I gave him a sad smile. I wished I was already gone. The thought of having to return to those same walls again for two more nights was more than I could bear.

He rubbed a thumb over my hand. “I’m happy I could see you one last time.”

Langnathin, the feared Dragon Prince, cared for me. Tanidwen, and not Vorska. Not for what my dragon represented, but for me. I could not tell if the source was entirely guilt, or something more, but I was far from immune to his desire. It swelled with mine, weaving it ever stronger.

I had done it, the man wanted me, and it was still not enough. I was about to go on the run for the rest of my life. Hanindred, who played with a piece of rope at the bottom of the boat, would never know peace. Septillis would throw his entire life away to come with me.

One last try. One last turn of the key. For them. For me. For the world at large.

I stared up at the man who once more controlled my Fate. “Am I so horrible a prospect you would not marry me yourself?”

He sucked in a sharp breath, shock rippling through him. “Tani—”

“I know I lied to you. I know I am not highborn. But can you not volunteer yourself? Spare me from your brother?”

A thrill shot through our hands. Delight, even. And then something more, something deeper, too. A sadness at a depth I could not fathom. An unworthiness as old as he was, covered up by his surprise. “You would accept me?”

I blinked, not expecting his reaction. “I trust that you do not want me dead. You would protect me and respect me, even if it is out of guilt.” I squeezed his hand. “I would accept you. ”

“If it was me, beside you. You would not run?” His voice was barely more than a breath.

Had he not suggested himself because of our history?

Because he believed I would never accept the man who destroyed my Fate?

It made sense. If he truly had Broken me, as he believed he had, I would never have plotted to come here.

I would never have left with him from Gossamir.

He must be entirely confused as to why I’d ever approached him.

“I would be running all my life,” I said, not telling him that somehow along the line I’d found I actually liked him. Not yet. “At least with you, we could find some common ground. Change a small piece of the world.”

At those last words, he tensed. Shame and anger floated to the top of his mind. I sensed his rejection before it fell as the regret steamed through him.

He hung his head with a groan. “Tani. I—”

I pulled my hand back. “It was a stupid suggestion.”

Langnathin pushed his hand through his hair, his other hand clenched at his side. “No. It’s just a lot to think about.”

I leaned forwards and scooped up Hanindred, placing him back onto my lap as I swept him into the fabric. “I get it,” I said, tying the straps. “You are a Crown Prince. I am a Broken thing.”

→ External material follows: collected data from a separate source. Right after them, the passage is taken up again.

PR #146, opened 2021-04-22
Wish list visibility

Superdoude1999:
Changed the wish list button to only be visible if logged in.
When going on the actual wish list fragment, a toast pops up to indicate if you are not logged in and hence that you can't see your wish list.


betrisey (approved):

v1ruso (approved):
Nice

PR #152, opened 2021-04-22
Save images on Firebase

betrisey:
I already implemented the saving on Firebase.
@Superdoude1999 will then update the UI to use it


app/src/main/java/com/example/sharingang/items/ItemsViewModel.kt
```diff
@@ -72,7 +76,12 @@ class ItemsViewModel @Inject constructor(
      */
     fun setItem(item: Item, callback: ((String?) -> Unit)? = null) {
         viewModelScope.launch(Dispatchers.IO) {
-            val itemId = itemRepository.set(item)
+            val uploadUrl = item.image?.let {
+                if(!it.startsWith("https://")){
+                    imageStore.store(it.toUri())
+                }
+            }
+            val itemId = itemRepository.set(item.copy(image = uploadUrl.toString()))
```
betrisey, line 84: You have to add an else where you return the current URL so you don't lose the existing image
```suggestion
            val uploadUrl = item.image?.let {
                if (!it.startsWith("https://")) {
                    imageStore.store(it.toUri()).toString()
                } else {
                    it
                }
            }
            val itemId = itemRepository.set(item.copy(image = uploadUrl))
```

Superdoude1999: Yup thank you for the catch, modified and implemented in the latest commit

Superdoude1999 (approved):
Sneaky reviews

Superdoude1999 (approved):
thank you sir

bafavre (approved):
All good, well done!

PR #153, opened 2021-04-22
119 rating view

Superdoude1999:
Added possibility to rate an item if the user is logged in, the object hasn't been rated yet (to be changed so that only the buyer can rate it) and the object has been sold. Rating is stored in the user object and then on the database. If a user has no ratings yet, a simple "No Ratings" is displayed instead of his rating.

This is when an item is not yet sold.

This is when an item is sold and you are signed in, the rating views appear and you can rate the object. Once you hit the rate button it looks like the first picture again and no one who accesses the item from then on will have the option to rate it.

This is what the user profile looks like with no ratings.

And finally this is what a user profile with a few reviews looks like.


app/src/main/java/com/example/sharingang/DetailedItemFragment.kt
```diff
@@ -52,6 +54,7 @@ class DetailedItemFragment : Fragment() {
         }
 
         initiateWishlistButton(binding)
+        initRating(binding)
```
betrisey, line 57: Maybe better to make binding a `private lateinit var` attribute of the class because you need it in a few methods

app/src/main/java/com/example/sharingang/DetailedItemFragment.kt
```diff
@@ -80,7 +83,34 @@ class DetailedItemFragment : Fragment() {
         }else{
             binding.addToWishlist.visibility = View.GONE;
         }
+    }
+
+    private fun initRating(binding: FragmentDetailedItemBinding){
+        updateRatingVisibility(binding)
+        binding.ratingButton.setOnClickListener {
+            val selectedOPtion: Int = binding.radioGroup1.checkedRadioButtonId
```
betrisey, line 91: small typo, `P` should be lowercase

app/src/main/java/com/example/sharingang/UserProfileFragment.kt
```diff
@@ -83,13 +85,25 @@ class UserProfileFragment : Fragment() {
...
         )
         for (view: View in fields) {
             view.visibility = View.GONE
         }
     }
 
+    private fun setupRatingView(){
+        userViewModel.refreshRating(shownUserProfileId)
+        userViewModel.rating.observe(viewLifecycleOwner, {
+            var text = resources.getString(R.string.default_rating)
```
betrisey, line 100: This variable looks unused

lumapools (commented):
Good work! I would just think it might be more understandable to have the "out of" shown. It makes sense that 5.00 is the maximum rating level as it is a commonly used number for this, but I think having `rating/5.00` would be more "user-friendly". However, it might be too much "useless" information, what are your thoughts on it?

Also I am not sure I fully understand how rating works. When does it happen? Could you provide some pictures of the interface please?

app/src/main/java/com/example/sharingang/items/Item.kt
```diff
@@ -46,6 +46,8 @@ data class Item(
     /** Id of the user that created the item */
     val userId: String? = null,
 
+    var rated: Boolean = false,
```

He growled, looking up at the sky. “That’s not how I see it.”

We stared at each other again, then. The Sightlander and the Touchlander. The Dragon Prince and the Moontouched Girl. The Prince and the Fugitive. We would always be on two different sides of this world, and I was a fool to think otherwise.

He did not speak again; he did not offer himself. He only looked guilty as anything.

That was it. The final throw of the dice, and I had lost. “I’d like to go back to my rooms now.”